Teaching neural nets to sort and route salesmen with pointer networks
A PyTorch reimplementation of a 2016 paper that uses reinforcement learning to solve combinatorial optimization without hand-crafted heuristics.

What it does
This repo implements a pointer network trained with policy gradients to attack two classic combinatorial problems: the planar symmetric Euclidean Traveling Salesman Problem (TSP) and a sorting task. The model learns to output permutations of its input by attending over input elements, using either greedy decoding or stochastic sampling during training. For TSP, the network is rewarded based on tour length; for sorting, the reward scales with the length of the longest increasing subsequence in the output.
The interesting bit
The author skipped the paper’s critic network entirely and instead used an exponential moving average baseline—apparently after discovering, through correspondence with other reimplementers, that this simpler approach actually worked better. The beam search decoder is also cheerfully admitted to be “not yet finished” and currently supports exactly one beam, i.e., greedy search.
Key highlights
- Implements RL pretraining with greedy decoding for TSP and sorting tasks
- Uses stochastic policy via
torch.multinomial()during training - Sorting generalization tested: 99.7% reward on
sort10, but drops to 55.9% onsort20with the same model - Attention visualization supported via
--plot_attention True - Extensible to other tasks: add a dataset class and a scalar reward function
- PyTorch 0.4 compatibility lives on a separate branch; main code targets 0.2–0.3
Caveats
- Beam search is unfinished (only greedy decoding works)

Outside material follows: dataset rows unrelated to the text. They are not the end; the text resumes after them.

PR #2963, opened 2020-12-29
expose methods to send and receive datagrams on the H3 response writer

marten-seemann:
Needed for MASQUE.

### DIFF
--- a/http3/client_test.go
+++ b/http3/client_test.go
@@ -441,7 +441,7 @@ var _ = Describe("Client", func() {
 
 		It("returns a response", func() {
 			rspBuf := &bytes.Buffer{}
-			rw := newResponseWriter(rspBuf, utils.DefaultLogger)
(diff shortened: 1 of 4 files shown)


lucas-clemente (approved):

marten-seemann:
This PR is incomplete. H3 Datagrams come with a flow ID, and we should make sure we properly parse it.

ydnar:
@marten-seemann thanks for this PR. I incorporated a variation of it here: https://github.com/alta/quic-go/commit/f84dd058a9bf87d5453b68f9c51a9611a1d0b44a

I think there needs to be something that wraps `quic.EarlySession` to track individual H3 sessions so datagrams and client streams are correctly routed to the correct H3 session. Thankfully the H3 datagram and WebTransport spec specify that an H3 datagram frame is prefixed with the stream ID of the control stream for each H3 session.

PR #2971, opened 2020-12-31
stop generating new packets when the send queue is full

### LINKED ISSUE #2941: run loop is blocked by sending packets
`WriteTo` comes with no guarantees when it will unblock. During the time we're blocked on sending a packet, we can't receive any new packets, thus the `receivedPackets` channel can fill up and start dropping new incoming packets.

marten-seemann:
Fixes #2941. Depends on #2980.

We shouldn't block the `run` loop in the session if `WriteTo` is too slow to send out packets. If we do that, we won't be able to receive any incoming packets, and the `receivedPackets` channel might overflow, leading to avoidable packet loss.


session.go
```diff
@@ -563,8 +566,9 @@ runLoop:
 			// We do all the interesting stuff after the switch statement, so
 			// nothing to see here.
 		case <-s.sendingScheduled:
-			// We do all the interesting stuff after the switch statement, so
-			// nothing to see here.
+		// We do all the interesting stuff after the switch statement, so
+		// nothing to see here.
+		case <-sendQueueAvailable:
```
lucas-clemente, line 571: Do we need to drain `sendQueueAvailable` if we end up taking another path in this switch, and then enter the if checks below? Otherwise it could be that we incorrectly assume there's space available even if there isn't, right?

send_queue.go
```diff
@@ -1,29 +1,55 @@
...
+	WouldBlock() bool
+	Available() <-chan struct{}
+	Close()
+}
+
 type sendQueue struct {
 	queue       chan *packetBuffer
 	closeCalled chan struct{} // runStopped when Close() is called
 	runStopped  chan struct{} // runStopped when the run loop returns
+	available   chan struct{}
```
lucas-clemente, line 15: This is a bit difficult to follow, and tightly coupled to run loop internals (e.g. if you use it wrong it's inherently racy, see below).

I wonder whether there's a simpler way of achieving similar behavior? Not sure if it's simpler, but possibly a nextPacket member in the session that we try to send in the session's switch statement?

(If we decide to stick with this, we should probably document the reasoning behind this API.)

session.go
marten-seemann: The `select` can unblock for multiple reasons (sending scheduled, receiving a packet, etc.), so we always have to check if there's room in the send queue before sending a packet: https://github.com/lucas-clemente/quic-go/blob/b4ffb97831546fc8336ed5f0c37ed6b6c8c40246/session.go#L621-L629

send_queue.go
marten-seemann: I'm not sure I understand why it's inherently race. It's true that the `sendQueue` can only be used from a single Go routine (which we guarantee by just running it from the session), but as long as you adhere to this, there shouldn't be any race here.

session.go
marten-seemann: I think I misunderstood your comment. Draining the channel makes sense if `WouldBlock()` returns `true`.

marten-seemann: Actually, that would be racy (the send queue could have unblocked between the calls to `WouldBlock` and Available`.

PR #2973, opened 2021-01-01
publicize QUIC varint reading and writing

marten-seemann:
Packages outside of quic-go might want to make use of QUIC's varint format. We should expose the respective functions, so they don't have to reimplement this.

Specifically, MASQUE uses varints for the [Stream Chunk](https://www.ietf.org/archive/id/draft-ietf-masque-connect-udp-02.html#name-stream-chunks) encoding.

### DIFF
--- a/framer.go
+++ b/framer.go
@@ -5,8 +5,8 @@ import (
 
 	"github.com/lucas-clemente/quic-go/internal/ackhandler"
 	"github.com/lucas-clemente/quic-go/internal/protocol"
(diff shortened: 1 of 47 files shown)


lucas-clemente (approved):
WDYT about s/VarInt//g in the function names in the package? `quickvarint.ReadVarInt` reads a bit redundant.

marten-seemann:
That's what the second commit does.

marten-seemann:
But it looks like I forgot `WriteVarInt`. Fixed now.

PR #2983, opened 2021-01-04
only run gofumpt on .go files in pre-commit hook

marten-seemann:
Editing `README.md` otherwise produces a warning like this:
```
README.md:1:1: illegal character U+0023 '#'
```

### DIFF
--- a/.githooks/pre-commit
+++ b/.githooks/pre-commit
@@ -13,8 +13,8 @@ for f in $(git diff --cached --name-only); do
 	fi
 done
 
-# Check that all files are properly gofumpt-ed.
-output=$(gofumpt -d $(git diff --cached --name-only))
+# Check that all Go files are properly gofumpt-ed.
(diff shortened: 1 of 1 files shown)


mvdan (approved):
Huh, I would have thought that `*.go` would be enough for git. Is three stars any different?

marten-seemann:
@mvdan You're right. The 3 stars are supposed to do recursive matching, however...
```
 git diff --cached --name-only -- '*.go'
```
already matches recursively, whereas 
```
 git diff --cached --name-only -- *.go
```
does not. By the way,
```
 git diff --cached --name-only -- ***.go
```
doesn't match recursively either, but
```
git diff --cached --name-only -- **/*.go
```
does.

Please remember this for the next time you use git to filter through files ;)

mvdan:
Those are different :) I always use `'*.go'`, since that literally just passes that string to git, meaning "any indexed file which has a go extension". Without the quoting, then the shell just tries to expand to the Go files in the current directory, which is entirely different.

- Several paper features remain unimplemented: RL pretraining-Sampling, Active Search, A3C-style async training, and variable-length inputs
- TSP results shown for a single random seed over 50 epochs, so reproducibility is unclear
- Dependencies are dated: Python 3.6, PyTorch 0.2–0.3
Verdict
Worth a look if you’re studying pointer networks or need a hackable baseline for neural combinatorial optimization. Skip it if you need production-grade TSP solvers or modern PyTorch—the code is a research reimplementation with acknowledged rough edges, not a maintained library.